All of the data is to be set down again without any alteration.

Given data ▸
┌────────

PR #2133, opened 2016-09-05
Fix undefined behavior when trying to find an invalid window id

IceN9ne:
When trying to find a window via an invalid id (ex: `/echo $window.type(0)`) will result in undefined behavior when returning from the `std::map.find()` and calling `second`.

Edit: Wording clarification.


un1versal:
Do you mean if you run `/echo $window.type(0)` it segfaults?

over here it outputs

```
[22:16:55] ��@
```

IceN9ne:
Reworded it for you.

un1versal:
thanks

failure unrelated.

└────────

Task output ▸
PR #2133, opened 2016-09-05
Fix undefined behavior when trying to find an invalid window id

IceN9ne:
When trying to find a window via an invalid id (ex: `/echo $window.type(0)`) will result in undefined behavior when returning from the `std::map.find()` and calling `second`.

Edit: Wording clarification.


un1versal:
Do you mean if you run `/echo $window.type(0)` it segfaults?

over here it outputs

```
[22:16:55] ��@
```

IceN9ne:
Reworded it for you.

un1versal:
thanks

failure unrelated.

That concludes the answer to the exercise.